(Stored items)
^^^^^^^^

PR #86, opened 2015-02-01
Rename similar in-place and copy methods

### LINKED ISSUE #52: API design of similar mutating and copy operations
There are some trait methods in `nalgebra` that show a certain symmetry: one method takes `&self` and returns a new object of the same type, while another takes `&mut self` and turns the object itself into the same thing that the other function would have returned. Examples for this are `Norm::normalize_cpy` and `Norm::normalize` or `Inv::inv_cpy` and `Inv::inv`.

Now the issue that I see there is that normally Rust goes for immutability by default, whereas this naming scheme implies that the mutable version is the more common one. Using the mutable version should be a conscious choice. You are mutating state that semantically does not have to be mutable, so this is typically a performance or memory optimization of some sort.

Of course, this is a bit of bike-shedding, but I find a naming scheme such as `Norm::normalize`/`Norm::normalize_self` would imho be more appropriate.

aepsil0n:
Fixes #52.

This renames pairs of methods like `normalize_cpy`, `normalize` to `normalize`
and `normalize_mut`. Note that the previous in-place operations had the same
name that now belongs to the copy operations. Therefore this is a breaking
change.

On a similar note, the `Quat::conjugate` method was also renamed to
`conjugate_mut` and a new copying method has taken its place. This appears to
be a similar issue (apart from the lack of the copy operation) and thus was
dealt with here, too.

### DIFF
--- a/src/lib.rs
+++ b/src/lib.rs
@@ -31,7 +31,7 @@ fn main() {
     let     a = Vec3::new(1.0f64, 1.0, 1.0);
     let mut b = Rot3::new(na::zero());
 
-    b.append_rotation(&a);
+    b.append_rotation_mut(&a);
 
     assert!(na::approx_eq(&na::rotation(&b), &a));
 }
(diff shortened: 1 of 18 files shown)


sebcrozet:
Thanks!

PR #87, opened 2015-02-03
Workaround internal compiler error

aepsil0n:
The associated type bound here is not interpreted correctly. This is likely due to the ICE described in rust-lang/rust#20413.

Note, that this may lead to a loss of type inference using that function.

### DIFF
--- a/src/lib.rs
+++ b/src/lib.rs
@@ -98,7 +98,7 @@ extern crate quickcheck;
 extern crate test;
 
 use std::cmp;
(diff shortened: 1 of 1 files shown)


aepsil0n:
The failure is an upstream bug in quickcheck. Build needs to be triggered again.

sebcrozet:
Thanks! I don't think that loosing type inference temporarily for this function is too problematic.

PR #93, opened 2015-02-16
Fix deprecated plugin syntax.

bfops:
This makes the test build with `rustc 1.0.0-nightly (b63cee4a1 2015-02-14 17:01:11 +0000)` for me.

### DIFF
--- a/tests/assert.rs
+++ b/tests/assert.rs
@@ -1,8 +1,8 @@
 //! Assertion macro tests
 
 #![feature(plugin)]
+#![plugin(nalgebra)]
 
-#[plugin]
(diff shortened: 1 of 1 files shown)


aepsil0n:
Hm… when I look at this, I don't quite understand, why this has been added in the first place. There is no need for plugins in the module at all, there are only macros.

bfops:
Ah you're right, it can just be removed. But it looks like the build is failing otherwise anyway..

aepsil0n:
Ok, I sat down fixing the rest of the issues. Thus closing in favour of #94.

Issue #85, opened 2015-02-01
#[repr(C)] for structs?


jarrett:
Should the vector and matrix structs have `#[repr(C)]`? Without that, I suspect the compiler could [rearrange the memory layout of the structs](http://doc.rust-lang.org/book/ffi.html#interoperability-with-foreign-code). That would cause weird and hard-to-debug errors when passing pointers to C APIs like OpenGL. E.g. when calling `glBufferData` or `gluniformmatrix4fv`.

I apologize if I'm mistaken about this. I'm new to Rust.

aepsil0n:
As far as I understand the code, the C ordering is intended and some unsafe parts of the implementation might even rely on it. So I am generally in favour. #97 even includes a fix for that.

cc @sebcrozet.

sebcrozet:
Yes, methods performing slice conversion assume the fields are ordered as they are declared. So I guess `#[repr(C)]` is needed. And I agree this is a must-have to ensure it would work well with e.g. opengl.

sebcrozet:
Fixed by #99.

PR #97, opened 2015-03-01
Nightly fixes, add repr(C)

jpernst:
Minor fix to macros that use `all`.
Changes deprecated suffixes in tests from `us` to `usize`.
Adds `#[repr(C)]` to structs that are most likely to be used in FFI scenarios (fixed size vectors, points, quats, and mats). It's unlikely that the compiler would reorder the fields when they all have the same size, but it doesn't hurt to be explicit.

### DIFF
--- a/src/structs/dmat.rs
+++ b/src/structs/dmat.rs
@@ -618,13 +618,13 @@ impl<N: ApproxEq<N>> ApproxEq<N> for DMat<N> {
 
     #[inline]
     fn approx_eq_eps(&self, other: &DMat<N>, epsilon: &N) -> bool {
-        let zip = self.mij.iter().zip(other.mij.iter());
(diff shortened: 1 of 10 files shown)


aepsil0n:
Thanks for the fixes!

I get the point about the FFI ordering, but I feel like it should be a separate PR. This is also because I would merge the fixes instantly, but would like @sebcrozet to look over the FFI part. There was an issue (namely #85) about this earlier btw.

sebcrozet:
The ffi part looks good except that to fix #85, `#[repr(C)]` should be added to `Iso` and `Rot` structures as well.

And as felt by @aepsil0n, it would be better to put thore ffi-related fixes on a separate PR too (so we can link it to the relevant issue without including unrelated compilation fixes).

jpernst:
Closing this to PR to split the changes into separate PRs

PR #98, opened 2015-03-01
Nightly fixes

jpernst:
Nightly fixes from my previous PR without the FFI stuff. Also fixes the deprecated closure syntax that just showed up in the latest nightly.


sebcrozet:
Thanks!

PR #2073, opened 2016-08-02
Layout fixes in shipping_address template.

solarissmoke:
Follow-up from #2056 to fix a few more issues in this template:

- Add an outer column class to the main block, because the parent template expects one.
- Remove use of UL in the address list, because it causes styling issues.
- Fix div closure logic in for loop.

There is also one line of dashboard CSS that was not compiled from the LESS.


mvantellingen:
Works perfectly! Thanks for the quick response :-)

PR #2075, opened 2016-08-02
Send signals on order and order line status change.

michaelkuty:
New PR related to #2047


mvantellingen:
hi @michaelkuty, so this is a pretty late response ;-), would like to merge this but it needs unittests Are you able to add these?

sasha0:
Closed in favor of PR #2270, which includes tests.

PR #2078, opened 2016-08-02
Change the default argument of ProductReview.status to a callable.

solarissmoke:
The `OSCAR_MODERATE_REVIEWS` setting is [used to set the default value](https://github.com/django-oscar/django-oscar/blob/master/src/oscar/apps/catalogue/reviews/abstract_models.py#L56-L59) on the `status` field in `AbstractProductReview`.

The problem with this approach is that if a project changes `OSCAR_MODERATE_REVIEWS` then the `status` field definition changes and Django expects you to create a migration. This is problematic if you have not forked the reviews app - and you shouldn't have to just to change the setting.

This patch changes `default` to use a callable which will fetch the setting at runtime. I've also added some tests.


sasha0:
Thanks for the contribution!

PR #2083, opened 2016-08-04
Feature/dashboard style fix

mvantellingen:
This updates a number of dashboard templates to use panels instead of table captions. Looks a bit cleaner.

It also removes the background image (the dots)


src/oscar/static/oscar/css/dashboard.css
```diff
@@ -5203,9 +5203,6 @@ button.close {
 .alert .alertinner p:first-child {
   margin: 0;
 }
-body {
-  background: url("../img/ui/dashboard/bg_subtle_dots.png") repeat scroll 0 0 #fff;
```
solarissmoke: Probably should delete the image file as well.

sasha0: True. Removed.

mvantellingen:
I stopped working on this due to the completely new approach, see http://oscar.mvantellingen.nl/
I'm still not really happy with the sidebar menu, but perhaps this is something we can continue on?

sasha0:
I was going to finalize this styling improvement, since it has left not too much, and continue to work on the new dashboard layout, which is going to take major efforts and does not seem to feasible to finish for the next release. WDYT?

mvantellingen:
I think we should just move to the new layout directly instead of implementing a cleanup first. Otherwise people need to update their custom dashboard layouts twice.

If you want start working on the new layout then we should discuss it briefly via slack? :-)

sasha0:
Agreed. Shall we close this PR then?

PR #2103, opened 2016-08-17
Fix determination of hurry_mode for alerts

### LINKED ISSUE #2100: Hurry mode for customer alerts is never True
[The code](https://github.com/django-oscar/django-oscar/blob/62014cf6e36f5e1e612adc47dcbd7f859db3be4b/src/oscar/apps/customer/alerts/utils.py#L68-L77) to determine if hurry mode is set for a customer alert is checking that the number of active alerts are _less_ than the total number of items in stock for a product. 

```
if num_stockrecords == 1:
    num_in_stock = stockrecords[0].num_in_stock
    # hurry_mode is false if num_in_stock is None
    hurry_mode = num_in_stock is not None and num_alerts < num_in_stock
else:
    result = stockrecords.aggregate(max_in_stock=Max('num_in_stock'))
    hurry_mode = result['max_in_stock'] is not None and \
        num_alerts < result['max_in_stock']
```

I think it should be the reverse - check if the number of active alerts for a product are _greater_ than the number in stock. I'll submit a pull request to fix this.

digicase:
Hurry mode should be True if there are more active alerts than available stock for a product. Fixes #2100

### DIFF
--- a/src/oscar/apps/customer/alerts/utils.py
+++ b/src/oscar/apps/customer/alerts/utils.py
@@ -70,11 +70,11 @@ def send_product_alerts(product):
     if num_stockrecords == 1:
         num_in_stock = stockrecords[0].num_in_stock
         # hurry_mode is false if num_in_stock is None
-        hurry_mode = num_in_stock is not None and num_alerts < num_in_stock
+        hurry_mode = num_in_stock is not None and num_alerts > num_in_stock
     else:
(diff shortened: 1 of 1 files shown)


sasha0:
Thanks for the contribution. How about adding a test? Thanks.

sasha0:
Closing in favor of #2304, which is similar to this one and includes tests.

Issue #2114, opened 2016-09-08
productIndex should have a template with relative path instead of the absoute oscar path


kkx:
[ProductIndex.text: template_name field](https://github.com/django-oscar/django-oscar/blob/master/src/oscar/apps/search/search_indexes.py#L15) 
with relative path, it is easier to override the search index template(item_text.txt) without the need of subclassing the entire search module.
I will submit a PR.

sasha0:
Merged. Thanks.

PR #2115, opened 2016-09-08
change productIndex text templete to a relative path

kkx:
This PR is related to the issue [2114](https://github.com/django-oscar/django-oscar/issues/2114)


sasha0:
Thanks for the contribution.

^^^^^^^^

→ **ASSIGNED TASK**
If a line in the records holds the string "background", copy it.

→ **ANSWER**
It also removes the background image (the dots)
-  background: url("../img/ui/dashboard/bg_subtle_dots.png") repeat scroll 0 0 #fff;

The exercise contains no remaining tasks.